MTP-PE is a specific ligand of NOD2, a receptor found primarily on monocytes, dendritic cells and macrophages. MTP-PE is a potent activator of monocytes and macrophages. Activation of human macrophages by mifamurtide is associated with production of cytokines, including tumour necrosis factor (TNF-), interleukin-1 (IL-1), IL-6, IL-8, and IL-12 and adhesion molecules, including lymphocyte function-associated antigen-1 (LFA-1) and intercellular adhesion molecule-1 (ICAM-1). In vitro-treated human monocytes killed allogeneic and autologous tumour cells (including melanoma, ovarian, colon, and renal carcinoma), but had no toxicity towards normal cells.

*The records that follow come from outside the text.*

PR #420, opened 2024-06-24
Handle bad csvs

### LINKED ISSUE #416: Airlock failing to show file contents
From @andrewscolm via tech-support:

> airlock is failing to show the added files from the *_descriptive folder of [this request](https://github.com/ebmdatalab/opensafely-output-review/issues/884#issuecomment-2185257886). After 6 mins it is still saying "Loading table data.."

 * [Source Slack thread](https://bennettoxford.slack.com/archives/C065F8P58AW/p1719220282904469)
 * [Discussion Slack thread](https://bennettoxford.slack.com/archives/C069YDR4NCA/p1719220616589069)

rebkwok:
Fixes #416

simple-datatables can only render tables with equal numbers of columns in each row. If a CSV output file has different columns per row (usually because it's not proper tabulated data), the datatable will fail to initialised. This was resulting in the page appearing to hang on the "loading ..." message.

This is addressed in a couple of ways:
1) Adds a `setTimeout` in the JS which waits for 5 seconds, and if the datatable element hasn't been found by then, it just unhides the table element anyway (which will show the plain html table if datatables failed to load).
2) Checks the column counts per row in the CSV renderer, and stops datatables being used at all if the counts aren't the same (which avoids having to wait 5 seconds when we know there's going to be a problem).

This does mean that we're assuming all tables will take at most 5s to load, and we're reading all CSV rows in in the renderer. Given that we've now got a 5000 row limit on L4 CSV files, this shouldn't cause any problems.

### DIFF
--- a/airlock/renderers.py
+++ b/airlock/renderers.py
@@ -122,7 +122,12 @@ class CSVRenderer(Renderer):
     def context(self):
         reader = csv.reader(self.stream)
         headers = next(reader, [])
-        return {"headers": headers, "rows": reader}
+        header_col_count = len(headers)
+        rows = list(reader)
+        ctx = {"headers": headers, "rows": rows, "use_datatables": True}
+        if any(len(row) != header_col_count for row in rows):
+            ctx["use_datatables"] = False
+        return ctx
 
 
 class TextRenderer(Renderer):
--- a/airlock/static/assets/file_browser/csv.js
+++ b/airlock/static/assets/file_browser/csv.js
@@ -6,6 +6,7 @@ const observer = new MutationObserver((mutations, obs) => {
     document.querySelector("#csvtable p.spinner").style.display = "none";
     document.querySelector("#csvtable table.datatable").style.display = "table";
     obs.disconnect();
+    clearTimeout();
     return;
   }
 });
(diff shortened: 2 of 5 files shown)


evansd (approved):
It's not _great_ that we have to rely on a timeout to work out whether datatables has thrown an error, and then do some extra server-side work to prevent it from loading in the first place to avoid the timeout. But I don't think there's a way round this given how things currently work.

It looks like this is the code which sets up the table:
https://github.com/opensafely-core/job-server/blob/ea56d8b8fca912abedd68281bc5394f34f1b8b35/assets/src/scripts/_datatable.js#L67

I don't know if there's someway of providing an error handler hoook/event here which we could attach to? That would be a simpler, more robust and more responsive solution if there's some way of doing that. Might need some input from Tom'O'as, though.

rebkwok:
If we weren't relying on the job-server datatables JS, it might be easier to figure out (I briefly tried, but gave up because there are other more pressing things to do).I think most CSVs will be displayable as long as they don't have different numbers of columns, so the timeout is just a fallback, as that'll only be for other weirdness that datatables can't handle.

PR #1206, opened 2026-05-28
Invoke packages as a python module in just recipes

rebkwok:
`uv sync` writes wrapper scripts to .venv/bin for packages that declare a console_scripts entrypoint, which
includes a shebang pointing at the absolute path to the venv. If the absolute venv path doesn't exist (e.g. because uv sync was run on a host machine and the code is mounted into a vagrant VM), `uv run mkdocs/pytest/ruff` etc fails. Avoid that by invoking packages as python scripts with `uv run python -m` to bypass the bin scripts altogether.

### DIFF
--- a/justfile
+++ b/justfile
@@ -134,18 +134,18 @@ uvmirror file="requirements.uvmirror":
     uv export --format requirements-txt --frozen --no-hashes --all-groups --all-extras > {{ file }}
 
 format *args:
-    uv run ruff format --diff --quiet {{ args }} .
-    uv run djhtml --tabwidth 2 --check airlock/
+    uv run python -m ruff format --diff --quiet {{ args }} .
+    uv run python -m djhtml --tabwidth 2 --check airlock/
 
 lint *args:
-    uv run ruff check {{ args }} .
+    uv run python -m ruff check {{ args }} .
 
 lint-actions:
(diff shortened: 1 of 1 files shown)


alarthast (approved):
I've tested that the commands work, and I think I didn't notice much speed difference, so I'm happy to approve.

I however couldn't manage to reproduce the original issue that this fixes - I imagine this to be due to different VM setups.

Just to note however that Claude claims that adding `UV_PROJECT_ENVIRONMENT=.venv`  to the `.env` file might get relative path resolution working (I couldn't really verify this claim either), so it might be worth giving that a brief go before merging this.

rebkwok:
Thanks! I'll give that a try, would definitely be a simpler fix

rebkwok:
OK, setting UV_PROJECT_ENVIRONMENT to `.venv`  doesn't work (either in .env or in the justfile). uv understands the relative paths but still writes absolute paths to the bin scripts, so if I `just clean` and `just docs-build` on my host machine and then try to `just docs-build` in my vagrant VM, where the path is `/projects/airlock/.venv`, it errors with

```
error: Failed to spawn: `mkdocs`
  Caused by: No such file or directory (os error 2)
```

I can fix it in the VM, by running `just clean` first, but then it points at the vm's venv, so the same thing happens on the host.

Issue #961, opened 2025-06-18
Allow previously released files to be included as supporting files


rebkwok:
Previously released files (within the same workspace) cannot be added to a new release request, by design. However, we prevent them being added as both output files _and_ supporting files.

In some cases, a user may want to create a release request for an output that is entirely dependent on data in a previous release request - e.g. the request mentioned in this [slack thread](https://bennettoxford.slack.com/archives/C01UJLWNZJT/p1750235678099699?thread_ts=1750235262.265119&cid=C01UJLWNZJT) is for a report based on previously released data, which the user is unable to add to the request as supporting files, so they would need to find/link to the previous release request, or the output-checker needs to go looking for the relevant files in the workspace.

Given that supporting files are by definition not released, we should consider allowing previously released files to be added as supporting files only.

suzannehamilton:
This is a UI change as well as a permissions change, but we could probably grey out the "select for release" boxes.

rebkwok:
@suzannehamilton I know it was months ago, but which "select for release" box are you referring to? Airlock doesn't have any select-for-release boxes that I can think of.  Users add files to a release request as either "output" or "supporting" file type. If the release request is approved and released, **all** the output files in the request are released. Supporting files are never released.

suzannehamilton:
@rebkwok  Given the time of the comment (10am on a Wednesday), that looks like a note that I added during triage, so it might be a misinterpretation of what someone said on the call. So ignore it if it doesn't seem helpful!

PR #1207, opened 2026-05-28
Fix select / deselect all behaviour when released files are present

alarthast:
When implementing #961, we conducted a poll for the desired behaviour of the select-all checkbox when there are previously released files in a directory. Based on the poll results, we then decided to leave previously released files unselected upon clicking select all.

When the checkbox logic was implemented in ec69771, the deselect all behaviour became counter-intuitive, in that the checkbox does nothing when all unreleased files are selected but not all released files are. This odd behaviour was reported by a user as a bug and subsequently discussed in [this Slack thread](https://bennettoxford.slack.com/archives/C069YDR4NCA/p1779878129565449). This PR re-introduces more user-friendly deselection logic covered by parametrised functional tests.

### DIFF
--- a/tests/functional/test_workspace_pages.py
+++ b/tests/functional/test_workspace_pages.py
@@ -690,6 +690,97 @@ def test_select_all(live_server, page, context):
     expect(page.locator("input.selectall")).not_to_be_checked()
 
 
+@pytest.mark.parametrize(
+    # `initial_state` and `final_state` here are tuples of booleans representing
+    # the file checkboxes where True=checked, False=unchecked, in the order of
+    # (released_file_1, released_file_2, unreleased_file_1, unreleased_file_2)
+    "initial_state,final_state",
+    [
+        # Not all unreleased checked - select all unreleased
+        ((False, False, False, False), (False, False, True, True)),
+        ((True, False, False, False), (True, False, True, True)),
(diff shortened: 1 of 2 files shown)


tests/functional/test_workspace_pages.py
```diff
@@ -690,6 +690,94 @@ def test_select_all(live_server, page, context):
     expect(page.locator("input.selectall")).not_to_be_checked()
 
 
+@pytest.mark.parametrize(
+    "initial_state,final_state",
+    [
+        # Not all unreleased checked - select all unreleased
```
rebkwok, line 699: I'm finding these test params hard to understand - an extra comment to explain what the Trues/Falses relate to might be enough to help (i.e. the first 2 are the checked state of released files, the second 2 are unreleased).

rebkwok (dismissed):

tests/functional/test_workspace_pages.py
alarthast: Thank you - that makes sense; have added a comment here:

https://github.com/opensafely-core/airlock/blob/d427ffa64054011692f0bcbb1d77c8928ba7379e/tests/functional/test_workspace_pages.py#L694-L696

rebkwok (approved):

In vivo administration of mifamurtide resulted in the inhibition of tumour growth in mouse and rat models of lung metastasis, skin and liver cancer, and fibrosarcoma. Significant enhancement of disease-free survival was also demonstrated in the treatment of dog osteosarcoma and hemangiosarcoma with mifamurtide as adjuvant therapy. The exact mechanism by which mifamurtide activation of monocytes and macrophages leads to anti-tumour activity in animals and humans is not yet known.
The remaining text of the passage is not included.